The Volkswagen Air-cooled engine looks quite like virtually no other, mainly because the business end is only the lower third of the engine assembly, with the electrics, carburation and cooling taking most of the space above the coverplate (tinware). This section is designed as an introduction to the engine layout and to assist in the location of engine components.
HOW THE ENGINE WORKS - INTRODUCTION
The Volkswagen engine is an air-cooled horizontally opposed flat four cylinder design, commonly known as a "Boxer Engine". The engine is a conventional Four-Cycle Engine. This section gives a general overview of how the engine works. It outlines the role of all the major engine components and how they function together. There are subsequent links to explain the functions of individual components. Some sections contain animations to help illustrate the working of a component.

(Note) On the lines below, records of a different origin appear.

PR #162, opened 2019-06-25
PROD-411: Move ingest processing to celery task.  

azarembok:
PROD-411: Move ingest and upload to hotstore of course videos to celery task.  Prevents api call from AWS from timing out and retrying, which results in extra encode requests.

### DIFF
--- a/control/http_ingest_celeryapp.py
+++ b/control/http_ingest_celeryapp.py
@@ -1,0 +1,64 @@
+"""
+Start Celery Worker
+"""
+
+from __future__ import absolute_import
+
+from celery import Celery
+import logging
+import sys
+import boto
+from boto.exception import S3ResponseError
+
+from VEDA.utils import get_config
+from control.veda_file_discovery import FileDiscovery
+
+
+LOGGER = logging.getLogger(__name__)
+# TODO: Remove this temporary logging to stdout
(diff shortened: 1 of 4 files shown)


control/http_ingest_celeryapp.py
```diff
@@ -0,0 +1,64 @@
...
+@app.task(name=auth_dict['celery_http_ingest_queue'])
+def ingest_video_and_upload_to_hotstore(requested_key):
+    LOGGER.info('ingest_video_and_upload_to_hotstore key %s' % requested_key)
+    bucket_name = auth_dict['edx_s3_ingest_bucket']
+    try:
+        connection = boto.connect_s3()
+        bucket = connection.get_bucket(bucket_name)
+        s3_key = bucket.get_key(requested_key)
+    except S3ResponseError:
+        LOGGER.error('[INGEST CELERY TASK] Could not connect to S3')
```
fysheets: Can we please add the `requested_key` to this logging file so that way if we're looking for a failed key in splunk this error message will be returned.

worker.sh
```diff
@@ -0,0 +1,26 @@
+#!/bin/bash -x
+#--- Startup Script for VEDA HTTP Ingest Worker --#
```
fysheets: Can we rename this file to something a bit more descriptive so that we know what it's a script to do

The bottom end consists of a short crankshaft and camshaft located between the two halves of a magnesium alloy crankcase. The flywheel is located on the front of the crankshaft.
The camshaft operates the valve push rods. The oil pump is also driven by the camshaft, providing oil for the lubrication system. The distributor is driven by a shaft engaged in a worm gear on the crankshaft. The fuel pump is subsequently driven by the distributor shaft.

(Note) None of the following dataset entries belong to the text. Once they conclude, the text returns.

PR #171, opened 2019-07-31
PROD-509:  Fix 500 error after submitting heal request.

azarembok:
Also fixes PROD-414:  Changed text on VEDA heal page to indicate that VEDA id is required.

### DIFF
--- a/templates/heal.html
+++ b/templates/heal.html
@@ -17,8 +17,8 @@
         <form method="post" action="">
           {% csrf_token %}
           <div class="form-group">
-            <label for="veda_id">Video ID</label>
-            <input type="text" name="veda_id" class="form-control" id="veda_id" aria-describedby="veda_id" placeholder="Enter Video ID">
+            <label for="veda_id">VEDA Video ID</label>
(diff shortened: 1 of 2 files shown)


templates/heal.html
```diff
@@ -17,8 +17,8 @@ <h1 align="center">VEDA Heal Tool</h1>
         <form method="post" action="">
           {% csrf_token %}
           <div class="form-group">
-            <label for="veda_id">Video ID</label>
-            <input type="text" name="veda_id" class="form-control" id="veda_id" aria-describedby="veda_id" placeholder="Enter Video ID">
+            <label for="veda_id">VEDA Video ID</label>
```
fysheets: Does this change close out the ticket in our backlog to clarify what ID to include in this tool?

azarembok: Yes it does...I mentioned it in the first PR comment above.

fysheets: :) Just noticed it, when I clicked into the PR from Github it took me straight to the code and not to the home page. Thanks!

The pistons move back and forth in four separately mounted, finned cylinder barrels. Each pair of cylinders has a common cylinder head containing the valves and rocker gear operated by the pushrods (valve train).
The engine's air-fuel mixture is supplied and regulated by a carburettor which is subsequently ignited by a conventional ignition system and distributor. A fan-belt from the crankshaft pulley drives the generator / alternator and the engine's cooling fan.